TASK MATERIAL:
Issue #658, opened 2020-03-26
Uploading large files to S3 can use an excessive amount of RAM


pietroalbini:
While investigating #656 we discovered that our current upload code uses a lot of RAM when uploading large files to S3. Unscientific tests show that the RAM usage is 10x the size of the file we're trying to upload. We should change the implementation to reduce the amount of RAM usage, or to limit how much data we upload at once.

jyn514:
I think this can be closed now, after profiling the new implementation (unscientifically) it uses 120 MB to upload a 100 MB file, which seems reasonable. Possibly using mmap would reduce that even further if you're interested in that.

pietroalbini:
Hmm, another possibility to reduce the amount of used RAM is to pass a [streaming body](https://docs.rs/rusoto_s3/0.43.0/rusoto_s3/struct.PutObjectRequest.html#structfield.body) to the request, somehow converting a stream of the file content to it.

jyn514:
I think the only way to do that without first reading the file into memory (and copying it into user space and back) is with mmap. I haven't tried to implement this yet though.

Mark-Simulacrum:
I would not try to do `mmap`. Ultimately that's not even necessarily sound to use in Rust, and regardless, our files are usually on the order of dozens of megabytes at most.

If we do want to optimize, we should avoid using the standard allocator for buffering in memory, instead reading into something like a bump allocator so that we can drop the file contents without potentially increasing fragmentation etc in the primary allocator.

But I personally don't think we should do anything here, files are tiny.

jyn514:
I'm onboard with this, the largest file we've served in the last week is only 45 MB. I think it's more important to limit the memory usage in a batch: if we have 1000 files at 10 MB each, that's way more likely to blow out memory than uploading one enormous file.

Mark-Simulacrum:
Right, yes, if we have problems around memory usage I would personally decrease parallelism rather than try to be smarter about how each file is handled.

Ultimately 99% of the files we upload are probably less than one megabyte.

PR #661, opened 2020-03-28
Reduce memory usage when uploading files by a factor of 11

jyn514:
Addresses #658. ~~A future PR could reduce usage by a further factor of 2 by removing unnecessary `clone()`s in the upload code.~~ Done.

This uses the Rust mime_guess package instead libmagic.
Most work was already done in https://github.com/rust-lang/docs.rs/pull/600.
This just sets mime_guess to build unconditionally instead of only on Windows.

This improves the memory usage of docs.rs by over a factor of 5 when
uploading files in some cases. This can be tested locally like so:

Run minio in the background:
```
docker run -p 9000:9000 -e MINIO_ACCESS_KEY=password -e MINIO_SECRET_KEY=password minio/minio server /data
```

Navigate to localhost:9000/ and add a new bucket called `rust-docs-rs`.

Now in another terminal, run docs.rs. This assumes you already have the
CRATESFYI_DATABASE_URL set up locally as described in
[developing without docker-compose](https://forge.rust-lang.org/docs-rs/no-docker-compose.html):

```
 # set up a fairly large file
mkdir -p ignored/tmp
yes | head -n $((1024 * 1024 * 50)) > ignored/tmp/100MB

git checkout master
cargo build --release
RUST_LOG=cratesfyi,info S3_ENDPOINT=http://localhost:9000 AWS_ACCESS_KEY_ID=password AWS_SECRET_ACCESS_KEY=password valgrind --tool=massif --massif-out-file=libmagic.massif.out target/release/cratesfyi database add-directory ignored/tmp/
 # this will show ~1.5 GB used, depending on your system
ms_print libmagic.massif.out | less

 # now try without libmagic
git checkout druid
cargo build --release
RUST_LOG=cratesfyi,info S3_ENDPOINT=http://localhost:9000 AWS_ACCESS_KEY_ID=password AWS_SECRET_ACCESS_KEY=password valgrind --tool=massif --massif-out-file=no_libmagic.massif.out target/release/cratesfyi database add-directory ignored/tmp/
 # this will show ~250 MB used, depending on your system
ms_print no_libmagic.massif.out | less
```

cc @Zexbe 

r? @Mark-Simulacrum

### DIFF
--- a/src/db/file.rs
+++ b/src/db/file.rs
@@ -17,8 +17,6 @@ use rusoto_s3::{S3, PutObjectRequest, GetObjectRequest, S3Client};
 use rusoto_core::region::Region;
 use rusoto_credential::DefaultCredentialsProvider;
 use std::ffi::OsStr;
-#[cfg(not(windows))]
-use magic::{Cookie, flags};
 
 const MAX_CONCURRENT_UPLOADS: usize = 1000;
 
@@ -157,12 +155,11 @@ pub fn add_path_into_database<P: AsRef<Path>>(conn: &Connection,
                                               prefix: &str,
                                               path: P)
                                               -> Result<Json> {
-    let trans = conn.transaction()?;
-    #[cfg(not(windows))]
-    let mime_data = load_mime_data()?;
     use std::collections::HashMap;
-    let mut file_paths_and_mimes: HashMap<PathBuf, String> = HashMap::new();
     use futures::future::Future;
+
+    let trans = conn.transaction()?;
+    let mut file_paths_and_mimes: HashMap<PathBuf, String> = HashMap::new();
 
     let mut rt = ::tokio::runtime::Runtime::new().unwrap();
 
@@ -194,10 +191,7 @@ pub fn add_path_into_database<P: AsRef<Path>>(conn: &Connection,
             #[cfg(not(windows))]
             let bucket_path = bucket_path.into_os_string().into_string().unwrap();
 
-            #[cfg(windows)]
             let mime = detect_mime(&content, &file_path)?;
-            #[cfg(not(windows))]
-            let mime = detect_mime(&content, &file_path, &mime_data)?;
 
             if let Some(client) = &client {
                 futures.push(client.put_object(PutObjectRequest {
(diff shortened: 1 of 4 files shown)


src/db/file.rs
```diff
@@ -260,20 +254,6 @@ pub fn add_path_into_database<P: AsRef<Path>>(conn: &Connection,
...
-}
-
-#[cfg(not(windows))]
-fn detect_mime(content: &Vec<u8>, file_path: &Path, cookie: &Cookie) -> Result<String> {
-    let mime = cookie.buffer(&content)?;
-    correct_mime(&mime, &file_path)
-}
-
-#[cfg(windows)]
 fn detect_mime(_content: &Vec<u8>, file_path: &Path) -> Result<String> {
```
Mark-Simulacrum: Since we don't need the contents anymore in any of these, could you drop that argument as well?

jyn514:
Note that this now moves from setting the content-type based on the contents to based on the file extension. I don't foresee this impacting us, but I'll run a build with the new library and make sure that everything looks about right in the browser.

jyn514:
Everything looks fine on a local build.

image

src/db/file.rs
```diff
@@ -224,7 +218,7 @@ pub fn add_path_into_database<P: AsRef<Path>>(conn: &Connection,
                 }
             }
 
-            file_paths_and_mimes.insert(file_path.clone(), mime.clone());
+            file_paths_and_mimes.insert(file_path.clone(), mime.to_owned());
```
Mark-Simulacrum: We should be able to avoid the clone here

jyn514:
After the last commit, this now only uses 129 MB locally, for a reduction of over 11x.

src/db/file.rs
jyn514: I don't think we can. `file_path` is borrowed from `currently_uploading`, which can be reused on a later iteration of the loop. I might be able to make `file_paths_and_mimes` store a &'static str but that would require some refactoring elsewhere.

jyn514: Anyway I don't think it should be a big deal since file paths aren't very long compared to the size of a file contents. It will be dropped at the end of the loop in any case.

Mark-Simulacrum: er, sorry I meant the mime type - it's potentially significant (3 pointers + heap to just two pointers).

jyn514: Still doesn't work.

```
error[E0599]: no method named `to_json` found for type `std::vec::Vec<&str>` in the current scope
   --> src/db/file.rs:286:31
    |
286 |         file_list_json.push(v.to_json());
    |                               ^^^^^^^ method not found in `std::vec::Vec<&str>`
    |
    = note: the method `to_json` exists but the following trait bounds were not satisfied:
            `[&str] : rustc_serialize::json::ToJson`
            `std::vec::Vec<&str> : rustc_serialize::json::ToJson`
    = help: items from traits can only be used if the trait is in scope
    = note: the following trait is implemented but not in scope; perhaps add a `use` for it:
            `use serde_json::value::ToJson;`
```

jyn514: If we're willing to switch this from rustc_serialize to serde_json we could make it work, but I'm not sure I'm comfortable doing that without tests.

Mark-Simulacrum: Gah, okay. Thanks for trying.

Mark-Simulacrum:
I'm happy to merge if you're ready, I think this is good to go.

YOUR TASK: In the records above, find each line with the word "found" and copy it out.

THE ANSWER:
error[E0599]: no method named `to_json` found for type `std::vec::Vec<&str>` in the current scope
    |                               ^^^^^^^ method not found in `std::vec::Vec<&str>`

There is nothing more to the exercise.